Introduction

Most commercial carbon fibers are produced using polyacrylonitrile (PAN) precursors due to their excellent mechanical stability [1,2,3,4]; therefore, their performance is largely dependent on the quality of PAN precursors [5,6,7]. Carbon fibers are commonly produced through a dry-jet wet spinning process, which involves the preparation of the spinning dope to manufacture the PAN precursors. Such processing encompasses a coagulation bath drawing, washing, steam stretching, and densifying [8,9,10]. In the spinning process, the fibril structure acting as the polymer backbone of the PAN fibers is formed by phase separation and coagulation, growing by the orientation of polymer chains during the spinning process. It plays an important role in fiber formation and development of the fiber microstructures, and is therefore worthy of further investigation.

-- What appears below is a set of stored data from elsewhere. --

PR #744, opened 2021-12-06
Upgrade gcc version for semaphoreCI

chiraggshah:
By default, gcc v4 caused random failures for `bundle install` step.
Upgrading gcc to v8 fixes the issue.


chiraggshah:
@yedhink _a : Please merge this.

PR #755, opened 2022-01-04
Publish junit xml to semaphoreci

chiraggshah:


chiraggshah:
@yedhink _a : Minor changes to upload JUnit XML for tests to semaphoreCI

.semaphore/semaphore.yml
```diff
@@ -51,7 +51,9 @@ blocks:
 
         - name: Eslint
           commands:
-            - curl -s -L "https://raw.githubusercontent.com/bigbinary/wheel/master/.semaphore/commands/run_eslint_on_modified_files.sh" | bash
+            - curl -s -L
+              "https://raw.githubusercontent.com/bigbinary/wheel/master/.semaphore/commands/run_eslint_on_modified_files.sh"
+              | bash
```
yedhink, line 56: Is there a need to split this into newlines? I would advice against splitting a single command into newlines. The reason is that neetoCompliance might be most probably checking for regex match of a single line rather than multiline.

Most probably these newlines might have got added by some VSCode extension from local. In Wheel's git hooks we haven't added anything to format `yaml` files as far as I know.

Thus we should revert this change.

yedhink (commented):
@chiraggshah _a

I have added one minor comment. Please take a look. Thanks.

.semaphore/semaphore.yml
chiraggshah: Yup, looks like VSCode added those changes based on my local preferences. Will revert that part.

chiraggshah:
@yedhink _a : Done. Please review.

Previous reports have described the fibril structure of PAN fibers. Craig et al. [11] highlighted the presence of fibril-void structures within PAN fibers, formed during coagulation and further developed through stretching and collapsing. Ogle et al. [12] observed dispersed fibrils of diameters of approximately 3.5, 0.4, 0.045, and 0.005 μm, and proposed that each stable fibril formed following the coalescence of smaller microfibrils. Warner et al. [13] showed that PAN fibrils were composed of partially ordered rods of approximately 8 nm in length, interspersed with amorphous regions of approximately 4 nm between the rods. Wang et al. [14, 15] adopted ultrasonic breakup and solvent etching to separate fibrils and found that the macrofibrils were composed of the bundling of microfibrils of approximately 200 nm in diameter parallel to the fiber axis and made up of periodic lamellae 30–45 nm thick.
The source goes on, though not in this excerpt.